> **Task to complete**
Nothing but a number should be given: how many lines of the records include "infix"?

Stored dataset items
##########

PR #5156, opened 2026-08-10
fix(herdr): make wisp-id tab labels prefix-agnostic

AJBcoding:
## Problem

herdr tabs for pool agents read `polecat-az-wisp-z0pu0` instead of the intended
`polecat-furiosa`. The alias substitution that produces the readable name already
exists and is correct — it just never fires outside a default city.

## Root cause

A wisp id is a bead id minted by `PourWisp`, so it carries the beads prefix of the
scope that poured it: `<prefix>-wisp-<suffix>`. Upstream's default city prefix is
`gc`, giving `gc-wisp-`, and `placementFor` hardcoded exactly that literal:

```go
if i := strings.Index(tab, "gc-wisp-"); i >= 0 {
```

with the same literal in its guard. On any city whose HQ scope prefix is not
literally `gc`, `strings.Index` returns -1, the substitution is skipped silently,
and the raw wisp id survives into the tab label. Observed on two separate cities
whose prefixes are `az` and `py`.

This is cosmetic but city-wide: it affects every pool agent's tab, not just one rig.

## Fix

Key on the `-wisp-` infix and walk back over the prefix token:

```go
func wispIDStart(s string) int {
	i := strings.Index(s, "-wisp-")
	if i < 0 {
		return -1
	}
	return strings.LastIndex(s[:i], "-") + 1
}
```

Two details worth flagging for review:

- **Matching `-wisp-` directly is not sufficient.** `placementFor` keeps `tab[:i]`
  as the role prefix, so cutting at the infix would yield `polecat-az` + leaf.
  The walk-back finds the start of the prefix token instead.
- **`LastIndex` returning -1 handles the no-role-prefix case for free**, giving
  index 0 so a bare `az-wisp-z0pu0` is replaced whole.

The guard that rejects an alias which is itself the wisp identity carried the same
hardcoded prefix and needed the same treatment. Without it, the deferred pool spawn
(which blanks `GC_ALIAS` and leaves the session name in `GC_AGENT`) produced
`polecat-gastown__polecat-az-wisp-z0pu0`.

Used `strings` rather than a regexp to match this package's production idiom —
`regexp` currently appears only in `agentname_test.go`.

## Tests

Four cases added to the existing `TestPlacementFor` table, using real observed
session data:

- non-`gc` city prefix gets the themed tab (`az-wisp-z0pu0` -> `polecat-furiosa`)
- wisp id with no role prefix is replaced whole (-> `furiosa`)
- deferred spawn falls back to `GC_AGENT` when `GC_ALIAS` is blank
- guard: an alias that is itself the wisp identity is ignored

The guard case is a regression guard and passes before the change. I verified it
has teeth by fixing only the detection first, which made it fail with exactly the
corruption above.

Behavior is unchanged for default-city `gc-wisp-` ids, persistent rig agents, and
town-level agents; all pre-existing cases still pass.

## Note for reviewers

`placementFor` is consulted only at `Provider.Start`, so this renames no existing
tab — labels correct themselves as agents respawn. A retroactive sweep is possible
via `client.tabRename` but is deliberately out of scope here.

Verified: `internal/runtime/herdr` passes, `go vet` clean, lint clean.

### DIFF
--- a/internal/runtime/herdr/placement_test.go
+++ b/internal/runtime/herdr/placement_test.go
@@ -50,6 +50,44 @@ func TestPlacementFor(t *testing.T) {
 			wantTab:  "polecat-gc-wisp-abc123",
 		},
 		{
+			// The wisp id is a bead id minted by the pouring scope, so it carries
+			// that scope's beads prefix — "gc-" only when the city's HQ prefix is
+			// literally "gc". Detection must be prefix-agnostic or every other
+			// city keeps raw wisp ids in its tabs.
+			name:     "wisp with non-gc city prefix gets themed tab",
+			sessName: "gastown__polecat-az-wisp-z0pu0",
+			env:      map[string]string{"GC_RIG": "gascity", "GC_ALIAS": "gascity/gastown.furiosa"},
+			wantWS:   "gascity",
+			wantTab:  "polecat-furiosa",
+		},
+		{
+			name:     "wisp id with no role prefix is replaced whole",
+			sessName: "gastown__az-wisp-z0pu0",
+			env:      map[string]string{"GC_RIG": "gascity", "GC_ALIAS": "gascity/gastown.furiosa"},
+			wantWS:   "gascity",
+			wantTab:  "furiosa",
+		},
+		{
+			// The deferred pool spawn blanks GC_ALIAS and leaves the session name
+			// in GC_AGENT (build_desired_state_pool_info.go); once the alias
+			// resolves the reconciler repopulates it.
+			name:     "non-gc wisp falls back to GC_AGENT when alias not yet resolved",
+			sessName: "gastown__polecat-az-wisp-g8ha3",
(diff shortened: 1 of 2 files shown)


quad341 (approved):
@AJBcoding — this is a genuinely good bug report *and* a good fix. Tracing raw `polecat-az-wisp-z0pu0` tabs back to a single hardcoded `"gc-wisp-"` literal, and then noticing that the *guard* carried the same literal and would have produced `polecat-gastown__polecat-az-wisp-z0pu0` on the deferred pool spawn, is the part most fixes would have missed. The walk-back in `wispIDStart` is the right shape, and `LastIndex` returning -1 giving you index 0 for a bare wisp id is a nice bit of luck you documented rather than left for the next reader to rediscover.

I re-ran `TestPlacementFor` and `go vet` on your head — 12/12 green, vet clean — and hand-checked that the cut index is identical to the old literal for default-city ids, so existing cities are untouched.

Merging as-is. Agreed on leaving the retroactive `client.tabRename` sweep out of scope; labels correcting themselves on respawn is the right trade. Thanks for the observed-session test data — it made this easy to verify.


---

##########

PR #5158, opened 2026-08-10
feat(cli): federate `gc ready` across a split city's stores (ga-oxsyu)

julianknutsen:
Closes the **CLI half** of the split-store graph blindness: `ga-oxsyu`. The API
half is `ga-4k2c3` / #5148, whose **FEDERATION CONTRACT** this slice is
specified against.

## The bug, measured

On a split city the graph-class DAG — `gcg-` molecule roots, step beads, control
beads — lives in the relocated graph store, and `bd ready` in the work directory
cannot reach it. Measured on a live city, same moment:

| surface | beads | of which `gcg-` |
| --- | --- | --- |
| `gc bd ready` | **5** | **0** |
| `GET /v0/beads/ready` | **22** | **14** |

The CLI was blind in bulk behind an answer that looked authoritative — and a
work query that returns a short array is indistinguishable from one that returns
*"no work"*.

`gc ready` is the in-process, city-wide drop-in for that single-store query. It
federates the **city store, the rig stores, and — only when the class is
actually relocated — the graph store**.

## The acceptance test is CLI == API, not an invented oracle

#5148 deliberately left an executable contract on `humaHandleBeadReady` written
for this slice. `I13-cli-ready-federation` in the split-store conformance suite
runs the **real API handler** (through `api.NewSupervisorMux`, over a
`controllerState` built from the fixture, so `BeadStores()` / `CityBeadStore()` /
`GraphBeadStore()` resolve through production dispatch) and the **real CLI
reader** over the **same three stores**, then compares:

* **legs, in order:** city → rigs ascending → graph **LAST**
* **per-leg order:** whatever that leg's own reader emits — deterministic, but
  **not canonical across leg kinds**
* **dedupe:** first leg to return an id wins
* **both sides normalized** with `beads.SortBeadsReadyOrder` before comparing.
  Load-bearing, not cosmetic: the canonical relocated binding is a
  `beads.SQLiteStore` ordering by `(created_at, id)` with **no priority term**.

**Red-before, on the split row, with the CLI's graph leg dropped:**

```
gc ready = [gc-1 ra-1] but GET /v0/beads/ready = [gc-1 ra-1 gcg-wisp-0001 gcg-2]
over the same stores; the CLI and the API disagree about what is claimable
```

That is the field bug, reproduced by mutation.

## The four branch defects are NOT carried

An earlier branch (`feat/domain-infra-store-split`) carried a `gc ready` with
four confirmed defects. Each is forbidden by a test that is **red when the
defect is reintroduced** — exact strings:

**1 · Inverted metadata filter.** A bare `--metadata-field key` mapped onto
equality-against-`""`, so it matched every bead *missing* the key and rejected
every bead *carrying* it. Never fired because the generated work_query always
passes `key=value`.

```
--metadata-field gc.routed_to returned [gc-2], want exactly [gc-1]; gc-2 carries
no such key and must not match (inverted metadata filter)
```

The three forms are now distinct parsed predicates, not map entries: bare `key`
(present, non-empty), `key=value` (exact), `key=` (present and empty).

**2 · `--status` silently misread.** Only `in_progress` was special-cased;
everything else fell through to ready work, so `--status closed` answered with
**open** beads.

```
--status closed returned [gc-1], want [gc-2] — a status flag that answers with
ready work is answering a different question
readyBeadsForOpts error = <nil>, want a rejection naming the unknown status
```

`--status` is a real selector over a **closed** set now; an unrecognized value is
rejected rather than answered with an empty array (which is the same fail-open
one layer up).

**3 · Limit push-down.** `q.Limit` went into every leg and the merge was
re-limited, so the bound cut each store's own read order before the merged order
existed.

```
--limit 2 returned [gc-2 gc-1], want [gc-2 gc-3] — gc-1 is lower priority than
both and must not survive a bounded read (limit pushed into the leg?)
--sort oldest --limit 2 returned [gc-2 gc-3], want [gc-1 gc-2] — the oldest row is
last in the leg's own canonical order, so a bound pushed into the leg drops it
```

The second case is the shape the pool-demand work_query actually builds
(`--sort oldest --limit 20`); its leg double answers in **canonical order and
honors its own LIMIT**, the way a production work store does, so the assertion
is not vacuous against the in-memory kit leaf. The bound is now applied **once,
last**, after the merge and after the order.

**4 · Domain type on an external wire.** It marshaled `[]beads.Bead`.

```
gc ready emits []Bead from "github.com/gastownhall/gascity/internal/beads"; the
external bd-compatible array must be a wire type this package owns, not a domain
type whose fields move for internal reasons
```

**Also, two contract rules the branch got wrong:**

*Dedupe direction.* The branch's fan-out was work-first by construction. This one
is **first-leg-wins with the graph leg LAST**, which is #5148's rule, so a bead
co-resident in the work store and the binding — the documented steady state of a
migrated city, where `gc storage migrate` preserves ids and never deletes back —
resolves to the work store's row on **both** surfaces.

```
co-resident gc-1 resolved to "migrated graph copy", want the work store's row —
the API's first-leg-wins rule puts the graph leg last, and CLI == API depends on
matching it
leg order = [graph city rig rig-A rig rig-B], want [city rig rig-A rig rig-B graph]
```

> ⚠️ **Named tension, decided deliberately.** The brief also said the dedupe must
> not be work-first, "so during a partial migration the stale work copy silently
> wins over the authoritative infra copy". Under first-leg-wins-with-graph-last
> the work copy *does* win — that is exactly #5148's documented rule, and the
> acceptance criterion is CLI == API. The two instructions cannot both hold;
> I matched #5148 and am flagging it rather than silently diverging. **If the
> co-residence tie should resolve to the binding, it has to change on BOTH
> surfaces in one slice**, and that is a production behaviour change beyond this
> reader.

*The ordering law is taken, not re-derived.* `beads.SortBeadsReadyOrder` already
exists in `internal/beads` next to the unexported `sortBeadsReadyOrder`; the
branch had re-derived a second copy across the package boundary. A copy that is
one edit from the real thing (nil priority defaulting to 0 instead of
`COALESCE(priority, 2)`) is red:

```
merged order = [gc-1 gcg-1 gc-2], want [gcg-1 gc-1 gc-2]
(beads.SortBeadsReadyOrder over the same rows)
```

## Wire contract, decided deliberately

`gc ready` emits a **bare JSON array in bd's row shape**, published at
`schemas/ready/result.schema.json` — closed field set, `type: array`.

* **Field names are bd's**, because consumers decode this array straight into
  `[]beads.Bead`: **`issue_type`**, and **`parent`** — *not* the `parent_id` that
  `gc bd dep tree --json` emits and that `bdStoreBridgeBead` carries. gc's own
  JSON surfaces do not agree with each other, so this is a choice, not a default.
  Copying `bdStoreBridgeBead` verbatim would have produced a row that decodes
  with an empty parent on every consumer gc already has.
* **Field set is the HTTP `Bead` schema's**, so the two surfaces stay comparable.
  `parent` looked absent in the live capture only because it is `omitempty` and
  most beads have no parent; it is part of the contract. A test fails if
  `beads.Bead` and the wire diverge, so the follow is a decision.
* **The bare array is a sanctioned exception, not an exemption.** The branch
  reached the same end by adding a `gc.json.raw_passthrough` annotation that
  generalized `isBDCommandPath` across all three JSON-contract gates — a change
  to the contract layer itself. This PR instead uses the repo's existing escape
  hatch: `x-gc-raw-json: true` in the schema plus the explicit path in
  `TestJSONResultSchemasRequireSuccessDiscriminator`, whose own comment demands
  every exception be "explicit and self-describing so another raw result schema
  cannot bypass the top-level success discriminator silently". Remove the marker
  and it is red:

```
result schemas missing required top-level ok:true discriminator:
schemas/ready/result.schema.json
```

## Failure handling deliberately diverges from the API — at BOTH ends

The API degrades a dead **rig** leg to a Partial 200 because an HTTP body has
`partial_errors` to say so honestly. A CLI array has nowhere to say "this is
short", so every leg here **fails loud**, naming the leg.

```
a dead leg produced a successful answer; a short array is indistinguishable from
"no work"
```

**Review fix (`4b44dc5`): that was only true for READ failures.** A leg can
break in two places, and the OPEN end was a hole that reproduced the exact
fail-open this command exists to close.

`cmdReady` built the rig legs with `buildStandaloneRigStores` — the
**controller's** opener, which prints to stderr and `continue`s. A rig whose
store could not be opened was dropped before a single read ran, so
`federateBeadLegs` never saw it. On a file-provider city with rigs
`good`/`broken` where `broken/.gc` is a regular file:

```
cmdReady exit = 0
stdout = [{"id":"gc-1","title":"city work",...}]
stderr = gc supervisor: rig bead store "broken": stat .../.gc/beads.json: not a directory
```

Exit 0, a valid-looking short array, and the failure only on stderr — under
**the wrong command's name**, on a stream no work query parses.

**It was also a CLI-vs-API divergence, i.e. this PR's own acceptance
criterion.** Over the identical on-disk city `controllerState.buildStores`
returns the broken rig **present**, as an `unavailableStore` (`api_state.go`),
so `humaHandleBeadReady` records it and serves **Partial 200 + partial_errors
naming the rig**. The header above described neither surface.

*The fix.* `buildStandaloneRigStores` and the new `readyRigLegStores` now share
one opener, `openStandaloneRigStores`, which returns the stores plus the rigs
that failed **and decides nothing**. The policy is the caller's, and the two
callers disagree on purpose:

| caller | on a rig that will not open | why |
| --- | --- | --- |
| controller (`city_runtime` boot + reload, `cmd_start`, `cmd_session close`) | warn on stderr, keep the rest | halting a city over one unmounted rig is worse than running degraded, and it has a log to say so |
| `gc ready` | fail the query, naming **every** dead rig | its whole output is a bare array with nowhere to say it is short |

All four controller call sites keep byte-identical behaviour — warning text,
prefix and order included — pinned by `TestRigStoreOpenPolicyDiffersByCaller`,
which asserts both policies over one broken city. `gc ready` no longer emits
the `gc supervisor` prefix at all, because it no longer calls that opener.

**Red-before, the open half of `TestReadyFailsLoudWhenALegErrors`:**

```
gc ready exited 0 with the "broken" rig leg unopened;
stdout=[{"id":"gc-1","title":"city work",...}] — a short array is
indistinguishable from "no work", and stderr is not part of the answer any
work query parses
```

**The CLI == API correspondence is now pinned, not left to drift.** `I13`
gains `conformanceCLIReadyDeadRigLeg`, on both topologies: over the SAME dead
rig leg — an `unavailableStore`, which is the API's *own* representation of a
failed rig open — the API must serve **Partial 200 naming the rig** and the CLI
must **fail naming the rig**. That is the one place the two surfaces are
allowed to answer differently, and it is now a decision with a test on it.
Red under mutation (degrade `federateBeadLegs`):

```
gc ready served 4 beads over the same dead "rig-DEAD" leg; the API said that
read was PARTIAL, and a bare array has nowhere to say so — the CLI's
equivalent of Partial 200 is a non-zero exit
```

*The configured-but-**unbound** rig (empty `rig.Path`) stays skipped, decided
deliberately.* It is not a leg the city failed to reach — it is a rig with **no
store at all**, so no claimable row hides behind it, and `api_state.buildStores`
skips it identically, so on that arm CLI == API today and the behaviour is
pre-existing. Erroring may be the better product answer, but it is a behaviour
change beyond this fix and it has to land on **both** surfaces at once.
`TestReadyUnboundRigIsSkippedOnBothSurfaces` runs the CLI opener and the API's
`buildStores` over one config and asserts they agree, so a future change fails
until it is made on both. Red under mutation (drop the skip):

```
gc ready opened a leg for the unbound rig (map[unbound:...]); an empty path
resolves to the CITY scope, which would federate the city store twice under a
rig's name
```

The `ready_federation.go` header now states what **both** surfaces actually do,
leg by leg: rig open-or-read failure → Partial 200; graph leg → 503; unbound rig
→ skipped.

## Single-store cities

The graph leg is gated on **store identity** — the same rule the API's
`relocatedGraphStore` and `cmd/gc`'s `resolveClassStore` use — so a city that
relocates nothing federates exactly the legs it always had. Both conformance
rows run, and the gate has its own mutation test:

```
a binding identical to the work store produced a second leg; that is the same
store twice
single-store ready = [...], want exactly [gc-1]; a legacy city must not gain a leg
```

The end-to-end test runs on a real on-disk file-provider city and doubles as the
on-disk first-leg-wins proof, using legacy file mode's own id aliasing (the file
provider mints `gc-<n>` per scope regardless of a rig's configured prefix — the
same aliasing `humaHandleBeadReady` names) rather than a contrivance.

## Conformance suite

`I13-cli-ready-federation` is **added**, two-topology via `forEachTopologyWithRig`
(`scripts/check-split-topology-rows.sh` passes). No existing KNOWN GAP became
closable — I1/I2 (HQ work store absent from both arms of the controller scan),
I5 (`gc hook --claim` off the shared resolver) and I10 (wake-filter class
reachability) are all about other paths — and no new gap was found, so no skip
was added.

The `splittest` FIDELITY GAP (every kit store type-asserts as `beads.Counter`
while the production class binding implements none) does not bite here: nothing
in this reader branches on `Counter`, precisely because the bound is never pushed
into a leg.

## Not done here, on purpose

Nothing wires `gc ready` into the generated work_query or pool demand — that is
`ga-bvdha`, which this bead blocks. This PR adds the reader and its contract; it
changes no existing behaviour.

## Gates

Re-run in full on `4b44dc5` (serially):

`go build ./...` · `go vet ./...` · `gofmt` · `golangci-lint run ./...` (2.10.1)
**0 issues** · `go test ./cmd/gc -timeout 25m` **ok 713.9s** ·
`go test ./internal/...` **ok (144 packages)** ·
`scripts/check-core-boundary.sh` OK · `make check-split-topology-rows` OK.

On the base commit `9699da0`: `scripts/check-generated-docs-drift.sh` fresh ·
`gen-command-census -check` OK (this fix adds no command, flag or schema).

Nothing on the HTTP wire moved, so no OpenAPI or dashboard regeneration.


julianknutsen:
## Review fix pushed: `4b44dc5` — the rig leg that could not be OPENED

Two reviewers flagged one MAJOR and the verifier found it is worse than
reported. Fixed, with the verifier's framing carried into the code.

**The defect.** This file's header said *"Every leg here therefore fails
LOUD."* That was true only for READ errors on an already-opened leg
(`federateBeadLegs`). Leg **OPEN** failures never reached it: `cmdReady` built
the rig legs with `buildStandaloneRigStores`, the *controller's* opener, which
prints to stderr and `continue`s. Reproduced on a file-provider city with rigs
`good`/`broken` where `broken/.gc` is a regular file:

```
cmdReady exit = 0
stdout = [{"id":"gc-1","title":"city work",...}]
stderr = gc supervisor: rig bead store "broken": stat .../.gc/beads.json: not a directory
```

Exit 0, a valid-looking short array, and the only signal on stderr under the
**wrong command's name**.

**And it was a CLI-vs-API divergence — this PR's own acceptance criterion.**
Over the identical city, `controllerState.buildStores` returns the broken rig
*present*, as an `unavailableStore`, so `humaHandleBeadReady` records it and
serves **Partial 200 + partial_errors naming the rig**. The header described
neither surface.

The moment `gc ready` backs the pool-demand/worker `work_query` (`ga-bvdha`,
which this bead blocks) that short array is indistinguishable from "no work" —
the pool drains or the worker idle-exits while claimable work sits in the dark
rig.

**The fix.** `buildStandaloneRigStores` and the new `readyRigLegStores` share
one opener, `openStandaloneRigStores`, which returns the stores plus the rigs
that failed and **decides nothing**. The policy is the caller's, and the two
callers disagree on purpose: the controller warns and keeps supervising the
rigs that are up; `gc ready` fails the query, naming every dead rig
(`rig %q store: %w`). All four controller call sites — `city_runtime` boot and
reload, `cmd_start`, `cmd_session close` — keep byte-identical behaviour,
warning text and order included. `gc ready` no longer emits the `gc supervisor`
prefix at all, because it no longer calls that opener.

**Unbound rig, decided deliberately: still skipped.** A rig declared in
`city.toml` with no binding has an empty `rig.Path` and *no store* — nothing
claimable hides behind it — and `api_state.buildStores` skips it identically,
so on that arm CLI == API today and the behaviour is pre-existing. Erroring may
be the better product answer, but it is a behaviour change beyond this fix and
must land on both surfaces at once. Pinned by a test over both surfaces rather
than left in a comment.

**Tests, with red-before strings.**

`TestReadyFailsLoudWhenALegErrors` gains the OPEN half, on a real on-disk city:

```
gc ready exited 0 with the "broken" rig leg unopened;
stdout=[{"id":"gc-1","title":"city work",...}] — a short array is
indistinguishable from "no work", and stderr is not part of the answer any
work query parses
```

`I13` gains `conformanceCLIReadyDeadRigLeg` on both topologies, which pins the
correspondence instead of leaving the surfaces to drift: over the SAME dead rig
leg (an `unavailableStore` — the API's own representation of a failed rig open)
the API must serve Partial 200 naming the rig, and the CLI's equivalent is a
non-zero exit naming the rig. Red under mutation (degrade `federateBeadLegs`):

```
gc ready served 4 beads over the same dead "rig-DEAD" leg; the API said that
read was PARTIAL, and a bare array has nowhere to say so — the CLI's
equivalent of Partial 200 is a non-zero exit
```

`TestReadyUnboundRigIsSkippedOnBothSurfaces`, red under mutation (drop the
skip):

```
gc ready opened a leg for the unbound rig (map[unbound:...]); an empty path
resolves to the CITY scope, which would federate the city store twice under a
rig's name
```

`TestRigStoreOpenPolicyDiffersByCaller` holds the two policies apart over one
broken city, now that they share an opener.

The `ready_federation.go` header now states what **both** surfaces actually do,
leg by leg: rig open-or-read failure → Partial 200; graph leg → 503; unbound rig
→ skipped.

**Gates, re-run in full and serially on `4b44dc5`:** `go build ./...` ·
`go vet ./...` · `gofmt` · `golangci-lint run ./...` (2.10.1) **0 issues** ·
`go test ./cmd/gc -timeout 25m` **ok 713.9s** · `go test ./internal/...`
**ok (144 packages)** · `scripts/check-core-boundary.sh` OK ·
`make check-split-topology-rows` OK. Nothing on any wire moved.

##########

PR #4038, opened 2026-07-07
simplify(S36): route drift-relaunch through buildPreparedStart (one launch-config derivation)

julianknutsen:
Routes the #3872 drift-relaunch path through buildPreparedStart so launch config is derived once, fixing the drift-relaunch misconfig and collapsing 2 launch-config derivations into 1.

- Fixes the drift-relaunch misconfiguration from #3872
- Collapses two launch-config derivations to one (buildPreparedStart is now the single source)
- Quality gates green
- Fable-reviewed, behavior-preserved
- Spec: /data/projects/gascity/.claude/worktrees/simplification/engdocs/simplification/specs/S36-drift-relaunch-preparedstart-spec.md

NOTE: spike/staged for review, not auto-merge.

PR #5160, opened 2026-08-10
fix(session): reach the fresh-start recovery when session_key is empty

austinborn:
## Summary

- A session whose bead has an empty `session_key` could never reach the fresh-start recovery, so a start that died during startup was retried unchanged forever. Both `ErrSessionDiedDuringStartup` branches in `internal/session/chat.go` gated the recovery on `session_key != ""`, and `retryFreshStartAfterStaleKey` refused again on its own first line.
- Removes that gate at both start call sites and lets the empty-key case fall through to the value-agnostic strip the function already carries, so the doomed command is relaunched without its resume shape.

##########

> **Solved problem**
2